When you sign in with Apple, Apple gives us a stable, pseudonymous user identifier (a UUID). If you allow it, Apple also shares your name and email address. We use this to create your account row and to email you about the service (welcome, product updates, weekly briefings you've opted into). If you choose Apple's "Hide My Email" option, we only ever see the @privaterelay.appleid.com relay address — we never receive your real email.

1.2 Goals and todos

Every goal and todo you create in the app is stored on our servers under your user id. For todos this includes the title, optional detail, cadence (one-off vs weekly recurring), scope (this week vs ongoing), sort order, and any goal link. For goals it includes the title, detail, category (one of seven fixed life areas), priority rank, and optional target metric. Completion records for weekly-recurring todos are stored in a separate per-week history table so your completion data survives Monday resets.

1.3 Voice reflections and intent captures

When you record a voice reflection or use the voice-capture feature to dictate todos/goals, the raw audio is transcribed on your device using Apple's Speech framework. The resulting transcript is then sent to our servers along with the audio file. For voice reflections we also send the transcript to Anthropic (see section 3) for sentiment, energy, and focus-area analysis. Audio files are stored in a private, per-user storage bucket; you can delete any recording individually or wipe your whole account.

1.4 Calendar events

If you connect Apple Calendar, we read events from your selected calendars via Apple's EventKit API and store the title, optional location, start/end times, all-day flag, and source (Apple / Google) for each event. We use this to compute how much of your week went to each goal category. Raw calendar metadata (attendees, notes, recurrence rules) is not stored.

1.5 Health data

If you connect Apple Health, raw HealthKit samples never leave your phone. The app reads samples on-device via HKHealthStore, computes daily aggregates (steps, Apple exercise minutes, sleep hours, resting heart rate, HRV SDNN, workout count), and uploads only those aggregates. Individual heart-rate readings, GPS traces, sleep stages, and workout routes all stay local on your device.

1.6 Statement uploads

If you upload a credit-card or bank statement (PDF or image) for AI extraction, the file is stored in a private, per-user storage bucket. The file is then fetched server-side and sent to Anthropic's Claude API to extract individual transactions. Extracted transactions (date, merchant, amount, category guess) are stored in your account. You can delete the original statement file after extraction without losing the extracted transactions.

1.7 Device and usage data

The app sends basic usage data to our servers so we can keep it running: timestamps of when you opened the app, when an edge function was invoked, and the success/failure of each API call.
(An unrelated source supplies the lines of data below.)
PR #445, opened 2016-07-30
[WIP] Extend analysis to include fully-interacting system

jchodera:
This includes a bugfix for crashes that would occur while writing to the NetCDF file in MPI mode.

### DIFF
--- a/Yank/sampling.py
+++ b/Yank/sampling.py
@@ -789,7 +789,10 @@ class ModifiedHamiltonianExchange(ReplicaExchange):
 
     def _write_iteration_netcdf(self):
         super(ModifiedHamiltonianExchange, self)._write_iteration_netcdf()
-        if self.fully_interacting_state is not None:
+        if self.mpicomm:
+            # Only the root node will write data.
+            if self.mpicomm.rank != 0: return
+        if (self.fully_interacting_state is not None):
             self.ncfile.variables['fully_interacting_energies'][self.iteration, :] = self.u_k[:]
             self.ncfile.sync()
 
--- a/examples/hydration-smiles/freesolv.yaml
+++ b/examples/hydration-smiles/freesolv.yaml
@@ -19,7 +19,7 @@ molecules:
 
 solvents:
   water:
-    nonbonded_method: PME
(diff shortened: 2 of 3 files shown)


examples/hydration-smiles/freesolv.yaml
```diff
@@ -19,7 +19,7 @@ molecules:
 
 solvents:
   water:
-    nonbonded_method: PME
+    nonbonded_method: CutoffPeriodic
```
jchodera: I'm just debugging this at the moment. Will change back to PME later.

Yank/sampling.py
```diff
@@ -789,7 +789,10 @@ def _initialize_netcdf(self):
 
     def _write_iteration_netcdf(self):
         super(ModifiedHamiltonianExchange, self)._write_iteration_netcdf()
-        if self.fully_interacting_state is not None:
+        if self.mpicomm:
+            # Only the root node will write data.
+            if self.mpicomm.rank != 0: return
```
andrrizzi: I've already added this in PR #442 with another couple of bugfixes. I wanted to implement also the detection of `exclusive` vs `shared` mode before merging, but I can do it right now and you can debug from that one so that we'll avoid having to solve conflicts.

jchodera: That would be great! Thanks!

jchodera: Alternatively, autodetection could certainly go into a separate PR.

jchodera:
Closing this to open a new PR.

Yank/sampling.py
andrrizzi: > Alternatively, autodetection could certainly go into a separate PR.

Oh! Sorry, that's what I meant. Now that I read what I wrote above, it's a mess. Anyway now I've merged my PR so you can fetch from upstream and start from there.

Maybe it would be useful to use branches instead of forks internally, so that anyone can modify the PR of somebody else.

jchodera: Agreed! We should probably protect master and switch to using feature branches instead

andrrizzi: > We should probably protect master

Done!

PR #451, opened 2016-08-17
Fix barostat issues for hydration free energy calculations

jchodera:
- [x] Add test that fails if no barostat is defined
- [x] Fix barostat issues for hydration free energy calculations

@andrrizzi : I updated the `testyaml.py:test_run_solvation_experiment()` test so that it creates the proper `solvent1` and `solvent2` phases instead of `complex` and `solvent` phases.


jchodera:
OK, I *think* I've fixed this.

Yank/tests/test_yaml.py
```diff
@@ -1439,7 +1438,6 @@ def test_setup_explicit_solvation_system():
             assert os.path.getsize(inpcrd_path) > 0
             assert found_resnames == expected_resnames[phase]
 
-
```
andrrizzi: This is very minor, but PEP8 suggests to separate top level functions with 2 blank lines: https://www.python.org/dev/peps/pep-0008/#blank-lines

andrrizzi:
Awesome! Thank you for catching this and for adding the example.

PR #455, opened 2016-08-20
More NaN protection / debugging

jchodera:
* Check for NaNs after Monte Carlo proposals, rejecting if energy is NaN
* Check for NaNs at beginning of dynamics propagation


jchodera:
All tests passed, so I'm not sure the build exited with 1.

PR #464, opened 2016-08-28
Adds filename check as tleap does not allow numeric only variables

jlerche:
This is a tleap error that we noticed because we occasionally automatically generated mol2 filenames that were numeric only, ie '4354.mol2'. The filename is then written in the *.leap.in file which when fed into tleap generates a syntax error.

Welcome to LEaP!
(no leaprc in search path)
52432 = loadMol2 ./setup/molecules/52432/52432.gaff.mol2  
ERROR: syntax error

This pull request adds a prototype for a simple check that then raises an exception

### DIFF
--- a/Yank/yamlbuild.py
+++ b/Yank/yamlbuild.py
@@ -712,6 +712,10 @@ class SetupDatabase:
 
         return molecule
 
+    def _check_mol_filename(self, fname):
+        name = os.path.basename(fname)
+        return name.isdigit()
+
     def _setup_molecules(self, *args):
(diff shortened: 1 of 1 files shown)


jchodera:
Thanks for this!

I think the better way to handle this is to ensure that we write an intermediate filename that `tleap` can read, rather than not be able to deal with numeric names.

jchodera:
We'll tackle this issue this week.

Lnaden:
This got fixed in #819 as well, im going to close this PR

1.8 Website analytics (Google Analytics 4)

The trygoals.app marketing site uses Google Analytics 4 to measure traffic so we know which pages and blog posts are getting read. GA4 drops a first-party cookie in your browser and sends anonymized usage data (page URL, referrer, approximate location derived from IP, device type, browser, and event timestamps) to Google. We do not send personal identifiers to GA4, and IP addresses are anonymized by Google before storage.

GA4 runs only on the website. The iOS app does not include GA4 or any other analytics SDK — it only talks to our own Supabase backend and the third-party services listed in section 3.

You can opt out of GA4 tracking on our site by enabling "Do Not Track" or a privacy-focused extension in your browser, or by installing Google's opt-out browser add-on.

2. Where your data lives

All account data, goals, todos, transcripts, extracted transactions, and health aggregates are stored on Supabase, which provides a Postgres database and object storage hosted in the United States. Voice recordings and uploaded statements live in private storage buckets scoped per-user.

Every user-scoped table and every storage object is protected by Postgres Row Level Security policies that restrict reads and writes to auth.uid() = owner. In practice, this means that even if someone compromised our application layer, they'd still need a valid authentication token for a specific user to access that user's rows. We (the operators) can only access your rows through the same RLS policies when debugging — we can't read your data unless we sign in as you.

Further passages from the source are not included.